Imagine walking into your favourite store and suddenly seeing price tags shoot up overnight. That’s exactly what could happen with US President Donald Trump’s proposed tariff plan.
With new tariffs set to take effect on Liberation Day, the move is sending shockwaves across multiple industries. The noise around implementation is only expected to grow louder.

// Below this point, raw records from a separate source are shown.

PR #395, opened 2022-03-16
Feature/test actions api

eurolife:
This branch starts to set up user authentication with React Query and the react-query-auth library. It also uses React Query to load and store actions from the actions API. View actions at http://localhost:3000/actions (this will load a list of 20 actions from the api). This is not a final page and was mainly done just to test the api.

Further user authentication and account screens and methods will be done in a separate dedicated branch.

@opyate please note that there are some html tags returned in the descriptions that I think need to be stripped out?

### DIFF
--- a/.gitignore
+++ b/.gitignore
@@ -37,7 +37,7 @@ dist/
 downloads/
 eggs/
 .eggs/
-#lib/
+lib/
 lib64/
 parts/
 sdist/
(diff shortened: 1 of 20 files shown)


opyate:
> @opyate please note that there are some html tags returned in the descriptions that I think need to be stripped out?

OK, I'll tackle that next: #396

According to Emkay Global, India could potentially lose around $6 billion (0.16% of GDP) in exports if broad 10% tariffs are imposed. If tariffs rise to 25%, the hit could be $31 billion. The uncertainty around whether the US will impose broad country-level tariffs or sector-specific ones adds to the market jitters.
So, which sectors and stocks should investors watch out for? Let’s break it down.
1. Electronics: Will iPhone prices go up?
Electronics are India’s largest export category to the US, raking in $11.1 billion in FY24, or about 14% of total US exports from India. More than 50% of these exports are iPhones assembled in India and shipped to the US, added the Emkay report.
If the US imposes reciprocal tariffs, iPhones assembled in India could get pricier for American consumers. Given that Apple already faces 40% tariffs on Chinese-made iPhones, additional tariffs on India could disrupt Apple’s supply chain shifts and make India a less attractive manufacturing hub, the report noted.
Key stocks to watch:
Dixon Technologies (major electronics manufacturer)
Reliance Jio (5G equipment exports could face tariffs)
Bharat Electronics (defence electronics exports under lens)
2. Gems & Jewellery: A sparkling sector under the radar
As per the report, India’s jewellery exports to the US were worth $9.9 billion in FY24, accounting for 30% of total exports in this category. The US market is critical for cut and polished diamonds, gold jewellery, and lab-grown diamonds.
The brokerage added that India already imposes 20% tariffs on gold jewellery imports, whereas the US imposes only 5.5-7%. If the US matches India’s high import duties, Indian jewellery exports could take a significant hit.
Key stocks to watch:
- Titan (Tanishq could see weaker export demand)
- Rajesh Exports (large gold jewellery exporter)
- Vaibhav Global (US market dependency)
3. Textiles & Apparel: Will India Benefit from China Tariffs?
The US is a major buyer of Indian textiles, accounting for 28% of total textile exports in FY24 (approx. $9.6 billion). However, in the apparel segment, India lags behind China (21%), Vietnam (19%), and Bangladesh (9%) in the US import market, noted the report.
If the US raises tariffs on Indian textiles, it could be a setback. However, if tariffs on Chinese apparel remain high, India could gain from diverted US orders.
Key stocks to watch:
- Page Industries (Jockey’s India partner, major apparel exporter)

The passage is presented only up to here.